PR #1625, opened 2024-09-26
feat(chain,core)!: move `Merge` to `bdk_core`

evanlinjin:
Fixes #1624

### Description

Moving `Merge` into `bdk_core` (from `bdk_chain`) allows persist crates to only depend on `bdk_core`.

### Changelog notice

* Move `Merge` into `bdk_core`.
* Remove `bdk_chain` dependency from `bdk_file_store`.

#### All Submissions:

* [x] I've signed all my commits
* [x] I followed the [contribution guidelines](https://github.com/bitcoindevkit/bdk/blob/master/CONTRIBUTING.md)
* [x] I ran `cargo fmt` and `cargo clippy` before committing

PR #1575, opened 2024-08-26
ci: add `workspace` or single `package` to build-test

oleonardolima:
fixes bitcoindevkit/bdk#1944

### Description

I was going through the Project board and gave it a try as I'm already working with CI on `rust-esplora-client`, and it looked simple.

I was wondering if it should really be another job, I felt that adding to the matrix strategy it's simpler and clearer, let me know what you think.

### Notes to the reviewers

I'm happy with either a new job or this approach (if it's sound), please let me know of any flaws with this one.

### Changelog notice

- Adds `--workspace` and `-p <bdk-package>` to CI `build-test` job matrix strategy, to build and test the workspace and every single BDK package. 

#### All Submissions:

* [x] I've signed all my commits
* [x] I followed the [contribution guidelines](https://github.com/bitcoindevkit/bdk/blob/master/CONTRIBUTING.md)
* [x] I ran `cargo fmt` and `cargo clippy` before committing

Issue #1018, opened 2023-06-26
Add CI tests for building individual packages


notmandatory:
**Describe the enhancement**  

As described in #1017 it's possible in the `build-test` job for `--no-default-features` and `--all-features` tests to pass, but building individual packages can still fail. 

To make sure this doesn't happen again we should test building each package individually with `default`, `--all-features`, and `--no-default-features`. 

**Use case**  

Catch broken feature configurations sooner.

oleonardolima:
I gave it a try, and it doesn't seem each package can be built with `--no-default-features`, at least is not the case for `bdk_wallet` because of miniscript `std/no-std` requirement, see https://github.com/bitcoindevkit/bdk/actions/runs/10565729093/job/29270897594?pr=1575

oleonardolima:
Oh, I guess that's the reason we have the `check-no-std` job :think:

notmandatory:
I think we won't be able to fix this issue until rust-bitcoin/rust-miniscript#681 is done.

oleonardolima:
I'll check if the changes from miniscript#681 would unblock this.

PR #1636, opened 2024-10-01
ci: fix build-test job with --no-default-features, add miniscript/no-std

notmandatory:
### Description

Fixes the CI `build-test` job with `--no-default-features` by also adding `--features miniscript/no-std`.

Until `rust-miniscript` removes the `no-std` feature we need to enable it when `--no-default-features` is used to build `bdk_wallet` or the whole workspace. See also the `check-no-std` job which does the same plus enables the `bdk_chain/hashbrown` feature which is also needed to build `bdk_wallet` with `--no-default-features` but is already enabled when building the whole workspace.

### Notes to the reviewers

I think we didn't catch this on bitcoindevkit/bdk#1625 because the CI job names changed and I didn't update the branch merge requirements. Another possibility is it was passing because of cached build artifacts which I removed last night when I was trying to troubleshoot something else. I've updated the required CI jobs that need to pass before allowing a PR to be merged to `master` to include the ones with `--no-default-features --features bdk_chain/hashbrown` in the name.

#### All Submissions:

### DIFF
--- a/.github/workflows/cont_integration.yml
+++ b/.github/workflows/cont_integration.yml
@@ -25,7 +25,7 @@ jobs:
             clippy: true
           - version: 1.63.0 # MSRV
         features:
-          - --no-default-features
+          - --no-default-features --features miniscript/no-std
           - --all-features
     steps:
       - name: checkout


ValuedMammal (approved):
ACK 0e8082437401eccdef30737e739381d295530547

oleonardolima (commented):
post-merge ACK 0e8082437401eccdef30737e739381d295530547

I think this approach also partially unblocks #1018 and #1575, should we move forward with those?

=====

YOUR ASSIGNMENT: Go through the listing above. Show each line where the word "that" is found.

WORKED SOLUTION:
I was wondering if it should really be another job, I felt that adding to the matrix strategy it's simpler and clearer, let me know what you think.
Oh, I guess that's the reason we have the `check-no-std` job :think:
I think we didn't catch this on bitcoindevkit/bdk#1625 because the CI job names changed and I didn't update the branch merge requirements. Another possibility is it was passing because of cached build artifacts which I removed last night when I was trying to troubleshoot something else. I've updated the required CI jobs that need to pass before allowing a PR to be merged to `master` to include the ones with `--no-default-features --features bdk_chain/hashbrown` in the name.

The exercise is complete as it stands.